>>>

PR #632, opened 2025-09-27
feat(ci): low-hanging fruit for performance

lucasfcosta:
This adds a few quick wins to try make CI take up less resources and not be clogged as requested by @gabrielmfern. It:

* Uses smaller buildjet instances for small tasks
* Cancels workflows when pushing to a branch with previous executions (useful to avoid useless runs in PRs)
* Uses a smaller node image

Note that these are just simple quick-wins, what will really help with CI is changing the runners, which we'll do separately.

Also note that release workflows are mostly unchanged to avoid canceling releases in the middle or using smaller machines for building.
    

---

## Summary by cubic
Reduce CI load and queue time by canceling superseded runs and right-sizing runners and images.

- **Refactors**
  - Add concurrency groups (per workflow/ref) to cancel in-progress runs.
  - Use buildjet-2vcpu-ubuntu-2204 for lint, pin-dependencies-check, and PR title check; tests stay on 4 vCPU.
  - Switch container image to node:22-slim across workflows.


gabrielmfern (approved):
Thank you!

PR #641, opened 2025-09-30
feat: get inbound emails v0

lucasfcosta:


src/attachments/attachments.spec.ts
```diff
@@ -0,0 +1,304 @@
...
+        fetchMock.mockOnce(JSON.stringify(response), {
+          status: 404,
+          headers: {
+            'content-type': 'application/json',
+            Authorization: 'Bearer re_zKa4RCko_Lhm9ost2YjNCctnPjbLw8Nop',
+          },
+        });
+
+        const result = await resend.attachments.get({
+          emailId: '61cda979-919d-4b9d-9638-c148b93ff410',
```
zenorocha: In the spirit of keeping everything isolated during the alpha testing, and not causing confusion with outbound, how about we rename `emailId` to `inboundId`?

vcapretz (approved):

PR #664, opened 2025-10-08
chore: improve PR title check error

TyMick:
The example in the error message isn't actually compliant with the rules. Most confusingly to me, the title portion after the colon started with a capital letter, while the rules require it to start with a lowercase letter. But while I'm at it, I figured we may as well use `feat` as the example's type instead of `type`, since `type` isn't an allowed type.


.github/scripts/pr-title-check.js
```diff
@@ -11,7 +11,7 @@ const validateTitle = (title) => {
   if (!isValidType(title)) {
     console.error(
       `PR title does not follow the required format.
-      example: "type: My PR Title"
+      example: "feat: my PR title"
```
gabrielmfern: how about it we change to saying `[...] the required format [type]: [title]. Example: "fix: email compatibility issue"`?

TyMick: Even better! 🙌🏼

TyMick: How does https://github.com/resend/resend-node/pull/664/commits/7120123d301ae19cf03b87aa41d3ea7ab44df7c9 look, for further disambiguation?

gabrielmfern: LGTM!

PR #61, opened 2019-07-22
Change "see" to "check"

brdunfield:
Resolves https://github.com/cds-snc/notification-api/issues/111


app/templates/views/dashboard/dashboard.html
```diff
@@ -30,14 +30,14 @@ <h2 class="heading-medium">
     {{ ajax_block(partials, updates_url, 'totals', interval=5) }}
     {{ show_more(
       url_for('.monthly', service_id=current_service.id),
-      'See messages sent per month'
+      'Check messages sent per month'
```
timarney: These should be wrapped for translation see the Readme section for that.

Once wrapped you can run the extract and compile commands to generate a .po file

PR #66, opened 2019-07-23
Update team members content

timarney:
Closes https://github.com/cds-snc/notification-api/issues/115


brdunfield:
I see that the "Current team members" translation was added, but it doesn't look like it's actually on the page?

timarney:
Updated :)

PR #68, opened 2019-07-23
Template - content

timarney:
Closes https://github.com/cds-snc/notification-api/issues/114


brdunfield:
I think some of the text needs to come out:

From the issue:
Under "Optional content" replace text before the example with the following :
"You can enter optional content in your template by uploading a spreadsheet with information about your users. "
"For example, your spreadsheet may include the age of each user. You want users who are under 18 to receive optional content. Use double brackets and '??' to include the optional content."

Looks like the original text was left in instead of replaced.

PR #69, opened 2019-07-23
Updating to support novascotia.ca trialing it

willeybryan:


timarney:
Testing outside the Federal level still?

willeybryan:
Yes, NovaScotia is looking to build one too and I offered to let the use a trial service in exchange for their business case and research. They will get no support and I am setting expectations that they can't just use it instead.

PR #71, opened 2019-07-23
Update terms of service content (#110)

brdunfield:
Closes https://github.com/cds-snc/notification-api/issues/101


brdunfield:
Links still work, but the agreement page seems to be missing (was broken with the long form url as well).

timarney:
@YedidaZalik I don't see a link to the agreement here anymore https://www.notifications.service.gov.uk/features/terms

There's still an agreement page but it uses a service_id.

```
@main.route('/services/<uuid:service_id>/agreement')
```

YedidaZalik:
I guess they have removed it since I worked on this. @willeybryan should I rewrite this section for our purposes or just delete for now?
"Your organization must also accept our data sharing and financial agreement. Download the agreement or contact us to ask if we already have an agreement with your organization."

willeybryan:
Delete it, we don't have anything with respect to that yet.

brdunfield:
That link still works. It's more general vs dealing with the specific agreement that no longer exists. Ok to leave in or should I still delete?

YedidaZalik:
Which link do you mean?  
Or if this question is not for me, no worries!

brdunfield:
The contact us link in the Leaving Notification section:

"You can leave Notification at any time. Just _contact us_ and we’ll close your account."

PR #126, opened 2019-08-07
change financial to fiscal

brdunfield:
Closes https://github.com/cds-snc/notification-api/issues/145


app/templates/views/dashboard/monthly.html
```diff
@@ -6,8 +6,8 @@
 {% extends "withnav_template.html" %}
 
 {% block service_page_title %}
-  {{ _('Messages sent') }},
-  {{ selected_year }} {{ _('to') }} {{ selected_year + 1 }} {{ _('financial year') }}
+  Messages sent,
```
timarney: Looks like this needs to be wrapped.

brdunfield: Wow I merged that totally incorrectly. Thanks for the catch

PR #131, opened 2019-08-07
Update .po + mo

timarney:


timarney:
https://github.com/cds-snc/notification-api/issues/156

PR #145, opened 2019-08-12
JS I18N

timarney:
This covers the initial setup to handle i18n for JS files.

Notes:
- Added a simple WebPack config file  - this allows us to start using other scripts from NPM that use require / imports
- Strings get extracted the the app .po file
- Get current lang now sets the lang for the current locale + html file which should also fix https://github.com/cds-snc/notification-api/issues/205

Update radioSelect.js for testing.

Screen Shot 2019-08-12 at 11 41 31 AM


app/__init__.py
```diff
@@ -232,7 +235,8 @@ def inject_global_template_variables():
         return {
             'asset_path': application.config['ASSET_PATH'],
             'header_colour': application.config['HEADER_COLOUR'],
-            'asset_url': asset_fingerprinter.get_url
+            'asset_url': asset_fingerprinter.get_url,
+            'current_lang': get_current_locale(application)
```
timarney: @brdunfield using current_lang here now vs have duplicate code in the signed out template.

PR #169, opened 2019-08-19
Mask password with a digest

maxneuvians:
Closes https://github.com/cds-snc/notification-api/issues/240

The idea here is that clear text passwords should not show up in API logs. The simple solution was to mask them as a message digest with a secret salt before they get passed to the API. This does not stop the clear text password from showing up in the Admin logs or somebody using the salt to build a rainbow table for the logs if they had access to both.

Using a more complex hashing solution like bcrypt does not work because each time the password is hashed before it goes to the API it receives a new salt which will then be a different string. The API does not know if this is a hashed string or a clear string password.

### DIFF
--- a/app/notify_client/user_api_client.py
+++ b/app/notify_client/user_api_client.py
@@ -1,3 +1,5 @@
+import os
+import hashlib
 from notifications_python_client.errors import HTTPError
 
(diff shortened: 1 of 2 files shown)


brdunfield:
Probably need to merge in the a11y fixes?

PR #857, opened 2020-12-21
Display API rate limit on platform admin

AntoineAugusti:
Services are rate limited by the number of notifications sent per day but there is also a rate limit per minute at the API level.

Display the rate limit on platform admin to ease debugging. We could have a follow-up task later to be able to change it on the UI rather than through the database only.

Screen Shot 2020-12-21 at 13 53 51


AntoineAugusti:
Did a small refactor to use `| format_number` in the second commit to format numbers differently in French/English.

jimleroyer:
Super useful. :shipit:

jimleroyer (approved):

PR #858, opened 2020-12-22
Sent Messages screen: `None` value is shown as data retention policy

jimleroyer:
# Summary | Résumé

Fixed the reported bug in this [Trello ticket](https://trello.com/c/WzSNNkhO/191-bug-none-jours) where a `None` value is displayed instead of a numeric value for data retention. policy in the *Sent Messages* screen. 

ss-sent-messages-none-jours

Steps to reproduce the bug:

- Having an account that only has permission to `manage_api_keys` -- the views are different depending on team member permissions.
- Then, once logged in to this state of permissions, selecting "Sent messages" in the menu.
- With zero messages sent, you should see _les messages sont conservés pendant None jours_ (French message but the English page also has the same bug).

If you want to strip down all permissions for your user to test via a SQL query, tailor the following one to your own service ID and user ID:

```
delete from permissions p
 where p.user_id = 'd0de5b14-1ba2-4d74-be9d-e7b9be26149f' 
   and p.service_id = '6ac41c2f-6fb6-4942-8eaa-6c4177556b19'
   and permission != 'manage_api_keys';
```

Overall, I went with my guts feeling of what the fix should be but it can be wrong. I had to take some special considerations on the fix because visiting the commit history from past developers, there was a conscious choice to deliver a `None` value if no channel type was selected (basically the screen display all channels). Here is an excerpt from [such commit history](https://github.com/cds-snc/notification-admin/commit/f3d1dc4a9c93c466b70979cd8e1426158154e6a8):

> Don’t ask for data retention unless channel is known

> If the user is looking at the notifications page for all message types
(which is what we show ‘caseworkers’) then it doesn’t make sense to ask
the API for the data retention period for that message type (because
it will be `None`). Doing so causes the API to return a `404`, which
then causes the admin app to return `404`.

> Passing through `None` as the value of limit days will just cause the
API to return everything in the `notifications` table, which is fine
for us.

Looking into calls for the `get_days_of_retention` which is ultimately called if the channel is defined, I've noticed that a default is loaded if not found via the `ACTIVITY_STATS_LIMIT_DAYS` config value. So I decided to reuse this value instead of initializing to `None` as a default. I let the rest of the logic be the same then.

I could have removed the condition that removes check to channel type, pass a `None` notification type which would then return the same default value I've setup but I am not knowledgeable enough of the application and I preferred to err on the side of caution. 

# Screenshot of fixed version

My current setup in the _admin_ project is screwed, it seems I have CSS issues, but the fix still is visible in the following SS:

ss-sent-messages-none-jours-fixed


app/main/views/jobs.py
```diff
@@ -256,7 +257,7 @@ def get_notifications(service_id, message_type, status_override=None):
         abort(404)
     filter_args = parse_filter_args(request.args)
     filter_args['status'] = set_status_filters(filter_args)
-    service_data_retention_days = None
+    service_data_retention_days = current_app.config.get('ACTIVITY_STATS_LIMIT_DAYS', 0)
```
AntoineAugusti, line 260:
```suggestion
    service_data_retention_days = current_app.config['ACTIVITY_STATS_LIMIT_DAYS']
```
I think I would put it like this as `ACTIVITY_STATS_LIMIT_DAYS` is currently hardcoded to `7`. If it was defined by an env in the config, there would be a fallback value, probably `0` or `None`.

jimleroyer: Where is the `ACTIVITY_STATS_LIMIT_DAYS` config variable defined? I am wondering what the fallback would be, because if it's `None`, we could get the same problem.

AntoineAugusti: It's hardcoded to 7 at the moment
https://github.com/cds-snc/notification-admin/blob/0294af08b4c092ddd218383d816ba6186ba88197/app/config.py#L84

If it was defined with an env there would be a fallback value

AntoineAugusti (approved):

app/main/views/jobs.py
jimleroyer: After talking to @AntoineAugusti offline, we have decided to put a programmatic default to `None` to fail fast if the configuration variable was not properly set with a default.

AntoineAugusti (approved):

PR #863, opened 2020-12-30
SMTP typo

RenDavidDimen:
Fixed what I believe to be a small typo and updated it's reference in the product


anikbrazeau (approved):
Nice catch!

<<<

## What needs to be done
Among the lines above, please count those that contain the string "financial" and write the number by itself.

## Output below
3